**Stored data entries**

--------

PR #205, opened 2023-03-30
chore: Add new signatures without TTLs for set methods.

nand4011:


momento-sdk/src/main/java/momento/sdk/CacheClient.java
```diff
@@ -473,10 +473,26 @@ public CompletableFuture<CacheIncrementResponse> increment(
...
+   * original elements of the set.
+   *
+   * @param cacheName Name of the cache to store the item in
+   * @param setName The set to add the element to.
+   * @param element The data to add to the set.
+   * @return Future containing the result of the add element operation.
+   */
+  public CompletableFuture<CacheSetAddElementResponse> setAddElement(
+      String cacheName, String setName, String element) {
+    return scsDataClient.setAddElement(cacheName, setName, element, null);
```
rishtigupta, line 493: I called the functions inside the cache client for these instead of passing the null ttls to sdsDataClient. Will approve this change and make a PR to be consistent with yours, since I think this way is better.

rishtigupta (approved):

PR #208, opened 2023-03-30
chore: Bring auth token handling in line with the .NET SDK

nand4011:
Create a CredentialProvider interface that supplies the auth token and the control and cache endpoint.

Make CredentialProvider implementations that read the auth token from a string or an environment variable.

Remove old auth token and endpoint handling logic.

Migrate tests to use CredentialProvider.


momento-sdk/src/intTest/java/momento/sdk/ListTest.java
```diff
@@ -27,16 +29,18 @@ public class ListTest extends BaseTestClass {
 
   private static final Duration FIVE_SECONDS = Duration.ofSeconds(5);
   private CacheClient target;
-  private String cacheName;
+
+  private final CredentialProvider credentialProvider =
+      new EnvVarCredentialProvider("TEST_AUTH_TOKEN");
+  private final String cacheName = System.getenv("TEST_CACHE_NAME");
```
rishtigupta, line 35: Why not use the EnvVarCredentialProvider for TEST_CACHE_NAME too?

momento-sdk/src/intTest/java/momento/sdk/SetTest.java
```diff
@@ -21,16 +23,18 @@
 
 public class SetTest {
   private static final Duration DEFAULT_TTL = Duration.ofSeconds(60);
-  private CacheClient client;
-  private String cacheName;
   private static final Duration FIVE_SECONDS = Duration.ofSeconds(5);
 
+  private final CredentialProvider credentialProvider =
+      new EnvVarCredentialProvider("TEST_AUTH_TOKEN");
+  private final String cacheName = System.getenv("TEST_CACHE_NAME");
```
rishtigupta, line 30: Same comment as above

momento-sdk/src/intTest/java/momento/sdk/BaseTestClass.java
```diff
@@ -20,8 +22,9 @@ static void beforeAll() {
   }
 
   private static void ensureTestCacheExists() {
+    final CredentialProvider credentialProvider = new EnvVarCredentialProvider("TEST_AUTH_TOKEN");
     try (CacheClient client =
-        CacheClient.builder(System.getenv("TEST_AUTH_TOKEN"), Duration.ofSeconds(10)).build()) {
+        CacheClient.builder(credentialProvider, Duration.ofSeconds(10)).build()) {
       client.createCache(System.getenv("TEST_CACHE_NAME"));
```
rishtigupta, line 28: Why not use EnvVarCredentialsProvider for getting TEST_CACHE_NAME too?

momento-sdk/src/intTest/java/momento/sdk/CacheDataPlaneClientSideTest.java
```diff
@@ -16,14 +18,15 @@
 final class CacheDataPlaneClientSideTest extends BaseTestClass {
 
   private static final Duration DEFAULT_ITEM_TTL_SECONDS = Duration.ofSeconds(60);
-  private String cacheName;
+
+  private final CredentialProvider credentialProvider =
+      new EnvVarCredentialProvider("TEST_AUTH_TOKEN");
+  private final String cacheName = System.getenv("TEST_CACHE_NAME");
```
rishtigupta, line 24: same comment as above

momento-sdk/src/intTest/java/momento/sdk/CacheDataPlaneTest.java
```diff
@@ -4,41 +4,77 @@
...
 /** Tests with Async APIs. */
 final class CacheDataPlaneTest extends BaseTestClass {
 
   private static final Duration DEFAULT_ITEM_TTL_SECONDS = Duration.ofSeconds(60);
-  private String authToken;
-  private String cacheName;
+
+  private final CredentialProvider credentialProvider =
+      new EnvVarCredentialProvider("TEST_AUTH_TOKEN");
+  private final String cacheName = System.getenv("TEST_CACHE_NAME");
```
rishtigupta, line 27: same comment

momento-sdk/src/intTest/java/momento/sdk/ListTest.java
nand4011: Cache name is only relevant for tests (and honestly I'm not sure why we even let the user specify it instead of picking a random one), so we don't need a way to get it in the main code.

rishtigupta: Ah, I see. 
Yeah, that makes sense if cache name is only being used in tests, we can specify a random name and is not required to be fetched from EnvVarCredentialsProvider. 

Thanks for clarifying!

rishtigupta (approved):

PR #4, opened 2022-07-25
feat: add gen-oracle-key command

0xHansLee:
A command to generate a new oracle key has been implemented. 
The generated private key is sealed and stored as `oracle_priv_key.sealed` and the resulting public key and its remote report would be stored under `oracle_pub_key.json`.


cmd/doracled/cmd/root.go
```diff
@@ -7,6 +7,12 @@ import (
 	"github.com/spf13/cobra"
 )
 
+const (
+	NodePrivKeyFilePath   = "/data/node_priv_key.sealed"
+	OraclePrivKeyFilePath = "/data/.doracle/oracle_priv_key.sealed"
+	OraclePubKeyFilePath  = "/data/.doracle/oracle_pub_key.json"
+)
```
gyuguen: I think these consts can be used in many places, not just cmd.
Well, but I'll think a little more about where I can move it.

config/config.go
```diff
@@ -13,7 +13,8 @@ type Config struct {
 
 type BaseConfig struct {
 	LogLevel       string `mapstructure:"log-level"`
-	OracleMnemonic string `mapstructure:"doracle-mnemonic"`
+	OracleMnemonic string `mapstructure:"oracle-mnemonic"`
+	ListenAddr     string `mapstructure:"listen_addr"`
```
gyuguen, line 13: It seems doracle is not accepting api requests, Where do I use this setting?

gyuguen (commented):
Thank you.
i left a few comment

cmd/doracled/cmd/root.go
0xHansLee: Agreed. How about to make `types` package and move this consts in `consts.go`? or `paths.go`?

config/config.go
0xHansLee: When the listening address is not given to HTTP server, the server has default listening addr, ":http" (port 80). ([ref](https://pkg.go.dev/net/http#Server))
So I add listening addr to config, and it can be used for future admin purpose (https://github.com/medibloc/panacea-doracle/pull/3#discussion_r929439137).

gyuguen: OK. I got it.

cmd/doracled/cmd/root.go
gyuguen: Yes. That will be fine. Any name seems fine, I like `consts.go`.

youngjoon-lee (approved):
lgtm

cmd/doracled/cmd/gen_oracle_key.go
```diff
@@ -0,0 +1,112 @@
...
+	return nil
+}
+
+func getKeyPaths(enclaveEnabled bool) (string, string) {
+	if enclaveEnabled {
+		return types.DefaultOraclePrivKeyFilePath, types.DefaultOraclePubKeyFilePath
+	} else {
+		return filepath.Join(homeDir, types.DefaultOraclePrivKeyName), filepath.Join(homeDir, types.DefaultOraclePubKeyName)
+	}
+}
```
gyuguen: Is there a reason you separated this path?
I think it can be used in the same way in the enclave environment as below.
```go
func getKeyPaths() (string, string) {
    return filepath.Join(homeDir, types.DefaultOraclePrivKeyName), filepath.Join(homeDir, types.DefaultOraclePubKeyName)
}
```

Because it sets the HOME environment variable of encalve.json.

0xHansLee: You're right. Regardless of the environments, the `homeDir` is set properly. So we don't need to separate two cases.
I fixed it [5341f29](https://github.com/medibloc/panacea-doracle/pull/4/commits/5341f2945bd0d1ca50e44c1871636c92764df5f6)

gyuguen (approved):
LGTM 👍

inchori (approved):
LGTM 👍

PR #8, opened 2022-07-28
feat: implementation of report verification

### LINKED ISSUE #6: Implement a cmd for remote report verification
Can verify the remote report using Azure DCAP client.

0xHansLee:
Close #6 

Implementation of `verify-report` cmd for verification of a remote report.
For verification, the promised enclave info(`ProductID`, `SignerID`, and `UniqueID`) to be compared is required.
They are retrieved from generating a self remote report instead of hardcoding of the values.

### TCBStatus

In verification of remote report (`sgx.VerifyRemoteReport`), there is no specific check for `TCBStatus`.
As I searched for `TCBStatus` or `TCBLevel`, it is related to the environment or configuration(BIOS) of the system that generates the remote report. But the `TCBStatus` is determined by Azure DCAP confidentially, no criteria for the status is known to outside. They say that it depends on service policy.

EGo returns an err(`ErrTCBLevelInvalid`) if the `TCBStatus` is not considered up-to-date. So I'd like to suggest to follow them for now (There are several statuses of up-to-date, but required some changes in config). If we need other policy of `TCBStatus`, then we can change.

Other changes
- `Enclave.enable` in config.toml is deleted. Accordingly, user can execute `gen-oracle-key` cmd only in SGX-enabled env.
- add suffix `Base64` to the fields in `OraclePubKeyInfo` since it is base64 encoded value.
- When generating remote report in `gen-oracle-key`, the additional data is changed to the hash value of public key.


README.md
```diff
@@ -141,6 +141,24 @@ Run the binary using `ego` so that it can be run in the secure enclave.
 AZDCAP_DEBUG_LOG_LEVEL=INFO ego run doracled gen-oracle-key
 ```
 
+### verify remote report
+
+You can verify that that key is generated in SGX using the promised binary.
```
gyuguen:
```suggestion
You can verify that key is generated in SGX using the promised binary.
```

cmd/doracled/cmd/gen_oracle_key.go
```diff
@@ -61,14 +55,15 @@ So please be cautious in using this command.`,
...
-		if err := sgx.SealToFile(oraclePrivKey.Serialize(), oraclePrivKeyPath, conf.Enclave.Enable); err != nil {
+		if err := sgx.SealToFile(oraclePrivKey.Serialize(), oraclePrivKeyPath); err != nil {
 			log.Errorf("failed to write %s: %v", oraclePrivKeyPath, err)
 			return err
 		}
 
 		// generate oracle key remote report
 		oraclePubKey := oraclePrivKey.PubKey().SerializeCompressed()
-		oracleKeyRemoteReport, err := sgx.GenerateRemoteReport(oraclePubKey[:], conf.Enclave.Enable)
+		oraclePubKeyHash := sha256.Sum256(oraclePubKey)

--------

**About this exercise**
Retype the records above from the very first line down to the line with "Migrate tests to use CredentialProvider.", keeping both of those lines. Include nothing beyond them.

**Response box**
PR #205, opened 2023-03-30
chore: Add new signatures without TTLs for set methods.

nand4011:


momento-sdk/src/main/java/momento/sdk/CacheClient.java
```diff
@@ -473,10 +473,26 @@ public CompletableFuture<CacheIncrementResponse> increment(
...
+   * original elements of the set.
+   *
+   * @param cacheName Name of the cache to store the item in
+   * @param setName The set to add the element to.
+   * @param element The data to add to the set.
+   * @return Future containing the result of the add element operation.
+   */
+  public CompletableFuture<CacheSetAddElementResponse> setAddElement(
+      String cacheName, String setName, String element) {
+    return scsDataClient.setAddElement(cacheName, setName, element, null);
```
rishtigupta, line 493: I called the functions inside the cache client for these instead of passing the null ttls to sdsDataClient. Will approve this change and make a PR to be consistent with yours, since I think this way is better.

rishtigupta (approved):

PR #208, opened 2023-03-30
chore: Bring auth token handling in line with the .NET SDK

nand4011:
Create a CredentialProvider interface that supplies the auth token and the control and cache endpoint.

Make CredentialProvider implementations that read the auth token from a string or an environment variable.

Remove old auth token and endpoint handling logic.

Migrate tests to use CredentialProvider.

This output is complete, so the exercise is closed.